## [PROBLEM STATEMENT]
Each line containing the string "principle" should be copied out of the entries.

## [RECORD EXTRACTS]
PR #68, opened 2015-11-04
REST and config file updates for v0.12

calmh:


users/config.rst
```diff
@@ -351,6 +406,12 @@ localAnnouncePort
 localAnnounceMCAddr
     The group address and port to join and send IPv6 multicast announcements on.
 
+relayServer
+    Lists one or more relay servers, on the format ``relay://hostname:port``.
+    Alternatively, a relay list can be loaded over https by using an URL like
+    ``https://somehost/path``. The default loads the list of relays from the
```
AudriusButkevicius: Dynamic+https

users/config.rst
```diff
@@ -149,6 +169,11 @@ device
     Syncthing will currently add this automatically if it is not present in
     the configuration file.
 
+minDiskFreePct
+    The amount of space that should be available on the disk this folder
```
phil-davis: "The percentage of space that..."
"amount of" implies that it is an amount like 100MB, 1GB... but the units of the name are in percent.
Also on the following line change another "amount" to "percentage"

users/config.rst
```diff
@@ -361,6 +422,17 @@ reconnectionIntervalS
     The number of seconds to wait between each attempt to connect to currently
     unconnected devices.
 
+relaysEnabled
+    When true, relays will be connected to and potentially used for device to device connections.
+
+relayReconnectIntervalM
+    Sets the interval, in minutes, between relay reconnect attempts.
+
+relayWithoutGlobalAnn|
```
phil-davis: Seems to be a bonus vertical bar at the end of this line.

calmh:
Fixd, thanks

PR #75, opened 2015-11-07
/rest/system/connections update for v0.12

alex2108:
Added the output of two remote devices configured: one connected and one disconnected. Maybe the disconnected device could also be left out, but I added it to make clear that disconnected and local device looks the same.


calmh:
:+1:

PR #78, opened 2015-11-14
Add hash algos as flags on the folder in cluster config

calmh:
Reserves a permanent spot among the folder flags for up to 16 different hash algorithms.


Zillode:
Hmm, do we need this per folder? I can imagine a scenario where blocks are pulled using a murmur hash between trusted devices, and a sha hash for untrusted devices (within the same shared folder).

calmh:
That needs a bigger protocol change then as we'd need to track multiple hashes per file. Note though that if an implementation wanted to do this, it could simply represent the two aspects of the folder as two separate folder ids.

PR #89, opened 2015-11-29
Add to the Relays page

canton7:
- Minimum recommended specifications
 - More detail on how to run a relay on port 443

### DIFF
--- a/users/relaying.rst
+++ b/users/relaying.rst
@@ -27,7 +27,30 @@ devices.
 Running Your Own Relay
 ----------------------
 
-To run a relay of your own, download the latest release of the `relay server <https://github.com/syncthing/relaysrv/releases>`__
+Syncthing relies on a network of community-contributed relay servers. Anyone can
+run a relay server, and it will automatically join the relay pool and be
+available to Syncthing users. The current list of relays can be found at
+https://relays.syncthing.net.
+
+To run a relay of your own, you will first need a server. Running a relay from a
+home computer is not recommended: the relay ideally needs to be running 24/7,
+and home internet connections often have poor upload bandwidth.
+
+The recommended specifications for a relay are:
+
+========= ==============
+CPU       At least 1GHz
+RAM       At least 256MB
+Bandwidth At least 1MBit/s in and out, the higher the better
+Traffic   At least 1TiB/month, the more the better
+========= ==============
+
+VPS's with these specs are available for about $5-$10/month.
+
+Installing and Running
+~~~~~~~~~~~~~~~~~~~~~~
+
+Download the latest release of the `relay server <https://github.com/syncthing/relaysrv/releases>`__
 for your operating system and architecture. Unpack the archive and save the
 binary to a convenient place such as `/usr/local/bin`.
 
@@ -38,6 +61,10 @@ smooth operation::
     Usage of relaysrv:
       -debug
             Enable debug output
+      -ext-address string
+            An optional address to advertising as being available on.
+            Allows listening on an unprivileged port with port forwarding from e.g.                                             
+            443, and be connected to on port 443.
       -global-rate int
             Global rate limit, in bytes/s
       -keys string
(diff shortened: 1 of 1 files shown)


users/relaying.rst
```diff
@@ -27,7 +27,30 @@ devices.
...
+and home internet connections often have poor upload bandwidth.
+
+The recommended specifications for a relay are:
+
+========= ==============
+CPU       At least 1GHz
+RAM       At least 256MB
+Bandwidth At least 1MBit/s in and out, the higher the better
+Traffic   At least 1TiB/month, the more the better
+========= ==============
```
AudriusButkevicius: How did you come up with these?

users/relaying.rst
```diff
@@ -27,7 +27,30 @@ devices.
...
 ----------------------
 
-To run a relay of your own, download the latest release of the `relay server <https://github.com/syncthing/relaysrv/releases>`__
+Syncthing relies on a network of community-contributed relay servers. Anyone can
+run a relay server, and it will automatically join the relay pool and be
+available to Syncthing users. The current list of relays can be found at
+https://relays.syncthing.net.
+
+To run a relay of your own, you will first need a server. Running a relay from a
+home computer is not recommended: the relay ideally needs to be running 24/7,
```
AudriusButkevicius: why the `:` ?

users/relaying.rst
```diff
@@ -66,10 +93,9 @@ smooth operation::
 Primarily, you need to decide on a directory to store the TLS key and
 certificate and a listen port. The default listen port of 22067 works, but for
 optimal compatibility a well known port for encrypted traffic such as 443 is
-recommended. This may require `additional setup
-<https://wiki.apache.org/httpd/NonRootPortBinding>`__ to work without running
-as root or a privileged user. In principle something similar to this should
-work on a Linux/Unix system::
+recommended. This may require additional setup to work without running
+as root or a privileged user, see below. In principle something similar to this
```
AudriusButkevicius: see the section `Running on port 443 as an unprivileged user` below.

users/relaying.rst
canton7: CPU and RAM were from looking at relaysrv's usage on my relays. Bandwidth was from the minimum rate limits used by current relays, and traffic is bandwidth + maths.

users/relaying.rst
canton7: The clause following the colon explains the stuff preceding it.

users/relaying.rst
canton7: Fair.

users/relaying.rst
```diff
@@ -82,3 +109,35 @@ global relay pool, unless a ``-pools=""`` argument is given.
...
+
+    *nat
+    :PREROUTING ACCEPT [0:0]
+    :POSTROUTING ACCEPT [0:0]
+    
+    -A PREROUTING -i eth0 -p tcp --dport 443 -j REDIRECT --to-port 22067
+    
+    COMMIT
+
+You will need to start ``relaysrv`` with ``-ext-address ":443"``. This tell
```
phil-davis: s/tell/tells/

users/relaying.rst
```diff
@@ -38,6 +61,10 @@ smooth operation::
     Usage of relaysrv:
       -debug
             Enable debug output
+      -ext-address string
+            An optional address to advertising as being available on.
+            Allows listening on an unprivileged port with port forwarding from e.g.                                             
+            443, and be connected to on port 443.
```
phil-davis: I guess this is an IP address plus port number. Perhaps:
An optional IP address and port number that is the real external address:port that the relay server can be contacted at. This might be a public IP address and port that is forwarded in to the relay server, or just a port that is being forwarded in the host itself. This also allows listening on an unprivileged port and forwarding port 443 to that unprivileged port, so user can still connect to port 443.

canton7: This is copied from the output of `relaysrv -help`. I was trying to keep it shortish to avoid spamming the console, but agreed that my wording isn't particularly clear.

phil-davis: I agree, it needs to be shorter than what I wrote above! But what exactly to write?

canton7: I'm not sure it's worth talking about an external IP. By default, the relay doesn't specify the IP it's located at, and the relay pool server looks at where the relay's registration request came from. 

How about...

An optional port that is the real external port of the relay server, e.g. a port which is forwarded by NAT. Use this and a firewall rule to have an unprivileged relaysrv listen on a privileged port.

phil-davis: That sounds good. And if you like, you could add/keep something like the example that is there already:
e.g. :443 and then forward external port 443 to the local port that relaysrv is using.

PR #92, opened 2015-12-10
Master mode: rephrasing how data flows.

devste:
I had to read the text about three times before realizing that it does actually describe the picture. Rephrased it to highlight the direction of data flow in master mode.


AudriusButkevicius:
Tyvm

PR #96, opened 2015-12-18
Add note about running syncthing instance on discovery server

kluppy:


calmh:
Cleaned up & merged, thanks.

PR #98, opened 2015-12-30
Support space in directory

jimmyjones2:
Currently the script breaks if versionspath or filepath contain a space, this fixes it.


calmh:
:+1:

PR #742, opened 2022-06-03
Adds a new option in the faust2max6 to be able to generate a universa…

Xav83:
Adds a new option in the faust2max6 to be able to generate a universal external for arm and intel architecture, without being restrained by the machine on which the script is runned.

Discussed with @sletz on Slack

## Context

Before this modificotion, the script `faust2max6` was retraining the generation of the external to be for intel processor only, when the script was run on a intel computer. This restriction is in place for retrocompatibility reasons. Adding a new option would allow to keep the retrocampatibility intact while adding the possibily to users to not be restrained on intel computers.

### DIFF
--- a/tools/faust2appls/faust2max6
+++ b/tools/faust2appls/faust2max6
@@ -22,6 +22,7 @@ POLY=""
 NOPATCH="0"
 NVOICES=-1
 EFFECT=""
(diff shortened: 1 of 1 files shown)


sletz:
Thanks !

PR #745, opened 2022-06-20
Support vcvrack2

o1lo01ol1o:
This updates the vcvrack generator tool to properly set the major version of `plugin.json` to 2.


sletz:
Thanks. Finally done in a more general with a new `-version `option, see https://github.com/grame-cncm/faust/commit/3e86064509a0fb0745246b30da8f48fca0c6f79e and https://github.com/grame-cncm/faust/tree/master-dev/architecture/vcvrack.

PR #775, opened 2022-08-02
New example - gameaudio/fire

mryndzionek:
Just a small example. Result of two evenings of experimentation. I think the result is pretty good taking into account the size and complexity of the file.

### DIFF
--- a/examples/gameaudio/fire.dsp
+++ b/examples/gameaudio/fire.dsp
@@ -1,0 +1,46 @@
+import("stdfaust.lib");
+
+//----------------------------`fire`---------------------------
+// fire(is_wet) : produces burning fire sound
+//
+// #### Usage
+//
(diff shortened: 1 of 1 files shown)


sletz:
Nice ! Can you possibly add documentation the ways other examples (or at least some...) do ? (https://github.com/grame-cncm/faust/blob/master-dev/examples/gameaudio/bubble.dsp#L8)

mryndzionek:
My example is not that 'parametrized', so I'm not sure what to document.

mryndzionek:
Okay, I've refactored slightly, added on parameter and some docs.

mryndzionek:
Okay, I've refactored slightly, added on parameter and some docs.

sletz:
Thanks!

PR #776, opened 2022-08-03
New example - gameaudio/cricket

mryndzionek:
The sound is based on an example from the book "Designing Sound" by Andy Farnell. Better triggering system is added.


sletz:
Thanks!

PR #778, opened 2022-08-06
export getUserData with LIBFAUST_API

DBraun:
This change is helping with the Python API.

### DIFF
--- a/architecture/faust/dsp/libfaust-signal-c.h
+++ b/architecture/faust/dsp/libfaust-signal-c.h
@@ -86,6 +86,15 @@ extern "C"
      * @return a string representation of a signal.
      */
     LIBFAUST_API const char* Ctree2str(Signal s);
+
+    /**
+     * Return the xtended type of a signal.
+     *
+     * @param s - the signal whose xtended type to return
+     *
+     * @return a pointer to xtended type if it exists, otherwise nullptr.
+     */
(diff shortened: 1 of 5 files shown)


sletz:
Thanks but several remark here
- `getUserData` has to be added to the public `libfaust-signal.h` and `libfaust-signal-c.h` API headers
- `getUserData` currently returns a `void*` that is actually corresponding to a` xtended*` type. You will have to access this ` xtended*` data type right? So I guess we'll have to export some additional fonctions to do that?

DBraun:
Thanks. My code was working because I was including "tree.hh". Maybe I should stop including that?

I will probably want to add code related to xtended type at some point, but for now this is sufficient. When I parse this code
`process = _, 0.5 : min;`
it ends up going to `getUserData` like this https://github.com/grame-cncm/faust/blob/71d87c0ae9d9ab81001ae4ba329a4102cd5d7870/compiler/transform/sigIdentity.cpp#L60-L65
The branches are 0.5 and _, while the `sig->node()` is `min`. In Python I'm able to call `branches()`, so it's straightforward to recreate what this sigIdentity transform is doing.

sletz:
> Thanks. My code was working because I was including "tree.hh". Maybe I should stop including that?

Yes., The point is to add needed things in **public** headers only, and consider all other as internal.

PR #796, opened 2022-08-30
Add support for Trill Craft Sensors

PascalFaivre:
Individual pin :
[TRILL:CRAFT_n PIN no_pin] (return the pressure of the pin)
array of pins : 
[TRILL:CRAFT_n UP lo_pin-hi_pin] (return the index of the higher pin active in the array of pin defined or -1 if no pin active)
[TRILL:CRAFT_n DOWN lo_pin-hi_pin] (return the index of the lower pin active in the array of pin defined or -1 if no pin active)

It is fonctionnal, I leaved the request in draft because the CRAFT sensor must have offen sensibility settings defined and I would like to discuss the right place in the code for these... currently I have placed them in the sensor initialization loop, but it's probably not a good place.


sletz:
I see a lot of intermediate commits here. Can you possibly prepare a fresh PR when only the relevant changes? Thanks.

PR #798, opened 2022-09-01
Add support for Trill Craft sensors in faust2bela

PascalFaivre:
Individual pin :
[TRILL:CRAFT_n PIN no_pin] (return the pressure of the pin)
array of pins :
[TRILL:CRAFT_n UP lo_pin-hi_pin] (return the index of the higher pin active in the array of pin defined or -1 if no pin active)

## [SOLUTION TO THE PROBLEM]
-as root or a privileged user. In principle something similar to this should
+as root or a privileged user, see below. In principle something similar to this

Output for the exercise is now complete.